Routine use of 16S rRNA PCR and subsequent sequencing from blood samples in septic shock: about two case reports of Capnocytophaga canimorsus infection in immunocompetent patients

Background Capnocytophaga canimorsus infection happens frequently in immunosuppressed patients with reported domestic animal bites. Clinical presentation ranges from simple cellulitis to fulminant septic shock with disseminated intravascular coagulopathy, with an overall mortality of 30%. Conventional blood culture is often negative as this is a slow-growing pathogen. Nevertheless, the increasing use of 16S rRNA gene amplification and Sanger sequencing allows a much more rapid diagnostic confirmation. We present two case reports where 16S rRNA gene sequencing helped to diagnose Capnocytophaga canimorsus infection. Case presentation Case 1: A 53-year-old man with a history of non-cirrhotic chronic alcohol consumption was admitted to the intensive care unit (ICU) for septic shock and disseminated intravascular coagulopathy (DIC) of unknown origin. Blood cultures remained negative and a 16S rRNA PCR was performed leading to the identification of Capnocytophaga Canimorsus on day 4. Targeted antibiotic therapy with ceftriaxone for 14 days lead to overall recovery. Afterwards, the patient recalled a dog bite 2 days before hospitalization with a punctiform necrotic wound localized on a finger, which was not obvious at admission.

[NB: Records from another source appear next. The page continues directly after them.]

PR #450, opened 2021-08-31
Yaml config should not instantiate apps

Zorgino:
## Proposed change

Yaml config is no more responsible for instantiating apps.
Aligned with single responsibility principle.
Secrets input is now mockable.

## Type of change

- [ ] Dependency upgrade

## Additional information

## Checklist


src/Daemon/NetDaemon.Daemon/Daemon/CodeManager.cs
```diff
@@ -29,62 +28,47 @@ public sealed class CodeManager : IInstanceDaemonApp
...
                 {
-                    using var fileReader = File.OpenText(file);
-                    var yamlAppConfig = new YamlAppConfig(_loadedDaemonApps, fileReader, _yamlConfig, file, appInstantiator);
+                    var appId = appType.GetCustomAttribute<NetDaemonAppAttribute>()?.Id ?? appType.Name;
 
-                    foreach (var appInstance in yamlAppConfig.GetInstances())
-                    {
-                        result.Add(appInstance);
-                    }
+                    yield return appInstantiator.Instantiate(appType, appId);
```
Zorgino, line 60: not sure whether we need yield here.
it just makes code look cleaner

src/Daemon/NetDaemon.Daemon/Daemon/AppInstantiator.cs
```diff
@@ -1,20 +1,35 @@
...
-            return new ApplicationContext(applicationType, appId, ServiceProvider);
+            try
+            {
+                return new ApplicationContext(applicationType, appId, ServiceProvider);
+            }
+            catch (Exception e)
+            {
+                var message = $"Error instantiating app of type {applicationType} with id \"{appId}\"";
+
+                _logger.LogTrace(e, $"{message}, use trace flag for details");
```
FrankBakkerNl, line 29: Why both trace and error? Ususlly I use just error and pass the exceotion iso just the message

src/Daemon/NetDaemon.Daemon/Daemon/CodeManager.cs
```diff
@@ -29,62 +28,48 @@ public sealed class CodeManager : IInstanceDaemonApp
...
             _yamlConfig = yamlConfig;
         }
 
         [SuppressMessage("", "CA1065")]
-        public int Count => _loadedDaemonApps.Count();
+        public int Count => DaemonAppTypes.Count();
 
         // Internal for testing
-        public IEnumerable<Type> DaemonAppTypes => _loadedDaemonApps;
+        internal IEnumerable<Type> DaemonAppTypes { get; }
```
FrankBakkerNl, line 39: Maybe the entire class can be internal (as making just this method internal is breaking anyway)

src/Daemon/NetDaemon.Daemon/Daemon/Config/IIoWrapper.cs
```diff
@@ -0,0 +1,7 @@
+namespace NetDaemon.Daemon.Config
+{
+    public interface IIoWrapper
```
FrankBakkerNl, line 3: Internal. In general I would like to only make things visible exteral when we really need it and make sure we want to commit to the way the API looks like

src/Daemon/NetDaemon.Daemon/Daemon/CodeManager.cs
```diff
@@ -29,62 +28,48 @@ public sealed class CodeManager : IInstanceDaemonApp
...
             {
                 _logger.LogWarning("No yaml configuration files or loaded apps found");
-                return result;
+                yield break;
             }
 
-            var appInstantiator = new AppInstantiator(serviceProvider);
-            
-            foreach (string file in allConfigFilePaths)
+            var appInstantiator = new AppInstantiator(serviceProvider, _logger);
```
FrankBakkerNl, line 50: I am not sure I follow what is going on here. What I suggested on Discord was:

If a yaml config references a class It should load that class without it needing the [NetDaemon} attribute
If a class has the [NetDaemonApp] apptribute it should be loaded as a single app without config

src/Daemon/NetDaemon.Daemon/Daemon/CodeManager.cs
FrankBakkerNl: I ususally use Linq in these sorts of cases. because I do not like a loop adding to a List. In this case it would probably be a Select(). where().ToList() If the lambda's het to complicated I use private method for them with specific descriptive names

src/Daemon/NetDaemon.Daemon/Daemon/AppInstantiator.cs
Zorgino: behavior from previous revision of CodeManager.cs
          
`
 _logger.LogTrace(e, "Error instance the app from the file {file}", file);

 _logger.LogError("Error instance the app from the file {file}, use trace flag for details", file);

  throw new NetDaemonException($"Error instance the app from the file {file}", e);
`

Zorgino: I am also interested why is it so, but decided not to change it not to break logging

src/Daemon/NetDaemon.Daemon/Daemon/CodeManager.cs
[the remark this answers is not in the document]
Zorgino: it's legacy
image

src/Daemon/NetDaemon.Daemon/Daemon/Config/IIoWrapper.cs
Zorgino: > make sure we want to commit to the way the API looks like
could you please elaborate?

src/Daemon/NetDaemon.Daemon/Daemon/CodeManager.cs
Zorgino: sorry, forgot to add "continue".

> If a yaml config references a class It should load that class without it needing the [NetDaemon} attribute
If a class has the [NetDaemonApp] apptribute it should be loaded as a single app without config

will add a test that will check that

Zorgino: it does exactly that

src/Daemon/NetDaemon.Daemon/Daemon/AppInstantiator.cs
FrankBakkerNl: Ah I see, but that was slightly different
_logger.LogTrace(e, "Error instance the app from the file {file}", file);
_logger.LogError("Error instance the app from the file {file}, use trace flag for details", file);
`
So the Error says you should turn on trace to get more deatils

FrankBakkerNl (approved):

Case 2: A 38-year-old man arrived to the emergency department for acute alcohol intoxication and history of a dog bite 2 days before. At admission, septic shock with purpura fulminans was diagnosed and required ICU hospitalization, invasive mechanical ventilation, vasopressor support and renal replacement therapy due to the rapid clinical deterioration. In the context of septic shock with purpura fulminans, DIC and recent dog bite, the diagnosis of Capnocytophaga canimorsus septic shock was suspected, and early confirmed by 16S rRNA PCR coupled to Sanger sequencing on day 2. Blood cultures became only positive for Capnocytophaga canimorsus 5 days after admission. Ceftriaxone alone was infused for 10 days in total, and the patient was discharged from the ICU on day 25. Conclusions 16S rRNA gene PCR proves an important diagnostic tool when facing a sepsis of unknown origin. In these two cases of septic shock related to Capnocytophaga canimorsus, initial blood cultures remained negative at 24 h, whereas the diagnosis was achieved by 16S rRNA PCR sequencing performed from blood samples obtained at admission.